Most of the patients with SIP experienced either mild symptoms upon admission like our patient or were incidentally diagnosed with this condition and treated with antibiotics and fluids [1–5]. In the publication of Valez, the patient presented with emesis and abdominal pain showing moderate abdominal distension and leukocytosis upon work-up. He underwent diagnostical laparoscopy, which was converted to laparotomy with resection of a pneumatosis-like changed bowel. Postoperatively, he developed symptoms of an ileus, which resolved conservatively. Two years later, he returned to the hospital with recurrent SIP and was again taken for a diagnostic laparoscopy with no result [2]. McLaren published another case presenting with moderate distension of the abdomen and normal bowel movements who was taken for a laparoscopy after pneumoperitoneum showed on X-ray scans without sign of perforation. After surgery, the patient went into ileus with rising infection parameters needing a nasogastric tube [3]. Both experiences come to show that a radical approach can worsen the patients’ condition when there is no sign of peritonitis or infection to correlate with the pneumoperitoneum diagnosed radiologically.
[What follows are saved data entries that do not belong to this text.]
Issue #2600, opened 2022-10-12
Update browserslist configuration


FezVrasta:
### High-level description
Right now a lot of code is transpiled, resulting in slower code. One example is the function parameters spread, that is converted into a for loop that allocates a new array, that then needs to be garbage collected.

Could the config be updated to only support modern browsers?

### Environment
- **vtk.js**: 
- **OS**: 
- **Browser**:

finetjul:
VTK.js attempts to be used by the largest user base.

The current `browserslist` setting is restrictive already (i.e. `> 0.5%, last 2 versions, Firefox ESR, not dead`). 

What blocks `browserlist` from supporting [rest parameters](https://developer.mozilla.org/en-US/docs/Web/JavaScript/Reference/Functions/rest_parameters) is ALL versions of IE (>0.5 but dead?) and Opera Mini(1.07%).

Interestingly, OperaMini and IE < 11 do not support WebGL, VTK.js without WebGL does not make sense. So we could add the `supports webgl` criteria to the browserslist config. That would leave only IE=v11 which is only 0.48% of usage (but already considered dead?).

Can you check if that makes a difference ?

Alternatively, your project can also depend on [vtk.js](https://www.npmjs.com/package/vtk.js) instead of [@kitware/vtk.js](https://www.npmjs.com/package/@kitware/vtk.js) and you implement your own browserslist rule.

PR #2901, opened 2023-08-24
Update the ESM build with newer browserslist db + babel

floryst:
### Context

Updates the browserslist db and bumps babel to output ES6 code for `@kitware/vtk.js`. The `vtk.js` package remains the same.

### Results

ESM build now outputs to ES6 according to the browserslist db. We use the default browserslist browsers.

### Changes
- [ ] Documentation will be updated to reflect this change.

### PR and Code Checklist

### Testing
No testing has been done.

### DIFF
--- a/Documentation/content/docs/intro_vtk_as_es6_dependency.md
+++ b/Documentation/content/docs/intro_vtk_as_es6_dependency.md
@@ -4,7 +4,7 @@ title: Using vtk.js as an ES dependency
 This guide illustrates how to consume vtk.js as an ES dependency.
 
 This document was last updated with the following package versions:
-- `@kitware/vtk.js@v19`
+- `@kitware/vtk.js@v28`
 - `webpack@v5`
 
 ## Starting a new vtk.js project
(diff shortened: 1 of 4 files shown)


jourdain (approved):

finetjul:
That's a breaking change, isn't it ?

floryst:
I've changed this to instead upgrading babel + browserslist db. For some reason I had to upgrade babel in order for it to pick up the newer browserslist db, which ends up targeting ES6.

@jourdain @finetjul I'd like your opinion on this. I'd imagine we may still want to target ES5 browsers. However, it appears that the browserslist `defaults` (which is `> 0.5%, last 2 versions, Firefox ESR, not dead`) no longer includes ES5-only browsers. If we change it to `> 0.2%, last 2 versions, Firefox ESR, not dead`, we get ES5-compatible output. Should we still target ES5, and add documentation on what you should do if you target ES5?

jourdain:
Wow, ES6 is now the mainstream... That is cool.

For vtk.js, what is the cost to keep ES5-compatible output? (increased bundle size, dependency complexity, ??)

finetjul:
I think it's fine to drop ES5, but we need to document how one can build VTK.js to have ES5.

There is that related discussion as well:
https://github.com/Kitware/vtk-js/issues/2600

jourdain:
Can we make the bundled UMD es5 and the ESM one ES6 only?

FezVrasta:
Any update on this?

floryst:
> Any update on this?

I'll revisit this. I need to validate that the UMD package outputs ES5 and add docs.

jourdain (approved):

finetjul:
Lgtm

PR #2902, opened 2023-08-25
perf: use Set to power class hierarchy

FezVrasta:
### Context

The custom ClassHierarchy class is effectively re-implementing the `Set` object. Using `Set` can result in better performance, especially when it doesn't get transpiled. The existing ClassHierarchy when transpiled results in many GC events.

### Results

No GC events and a cleaner interface.

### Changes

### PR and Code Checklist

### Testing

- [ ] Tested environment:
  - **vtk.js**: 
  - **OS**: 
  - **Browser**:


finetjul:
I guess it is fine to me (except for the broken dashboard). 

Please consider the following discussion for in-depth usage and limitations:
https://github.com/Kitware/vtk-js/pull/1913

FezVrasta:
I can't see what test is failing, they all report a [PASS] status 🤔

finetjul:
That means there is a hang. I just re-started the test.

FezVrasta:
It failed again, it works fine locally, I also tested this change on our app and it looks okay.

floryst:
Test failures: I wonder if chrome 116 specifically is being finicky in github CI.

GC: that will be resolved generally #2901.

Using Set: I am mostly fine with moving to Set. I do consider it a micro-optimization since class hierarchies are never long enough for perf to matter. This will result in a breaking change, since downstream consumers who make their own vtk.js classes will need to switch to using `model.classHierarchy.add`. If you agree, please add such to the commit message.

FezVrasta:
I'm okay in waiting for #2901 to see how the performance is affected, in general I thought it would make to use a Set here as it's what the code is after.

jourdain:
Make sure the `const a = obj.getState()` and `vtk(a)` still works...

FezVrasta:
I tested out the new version and the memory issue is not there anymore, thanks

Grewal et al. [4] presented another case of a patient with SIP who was admitted with relevant abdominal tenderness and underwent diagnostic laparoscopy. The symptoms resolved after surgery and were not recurrent on follow-up.
Further cases published by Woelfel et al. [6] as well as Jones et al. [7] identified a developing spontaneous bacterial peritonitis as the cause of spontaneous pneumoperitoneum. Both patients had a history of alcoholism, cirrhosis and underwent laparoscopy without sign of perforated hollow viscus like in the patient we have treated. Microbiology revealed gram-negative bacteria and Clostridium perfingens, respectively. We could not isolate pathogen bacteria or identify the cause of the infection in our case but found signs of colitis upon endoscopy as described above.
SIP is a rare disease that has only been addressed a few times in the English literature up to this point. Being a rare condition, it represents a challenge to surgeons regarding the choice of therapy. Experience shows that diagnostic laparoscopy can be beneficial to such patients especially facing generalized peritonitis. It has been shown that patients admitted with moderate symptoms and no signs of infection can be primarily observed and have a better course if a conservative line of treatment is followed [8, 9]. In patients with risk factors for perforation of hollow organs, it is important to exclude such a complication, which can also be done by endoscopy if the patient’s condition permits [5, 8, 9].
CONFLICT OF INTEREST STATEMENT
None declared.
FUNDING
None.
DATA AVAILABILITY
The data underlying this article will be shared on reasonable request to the corresponding author.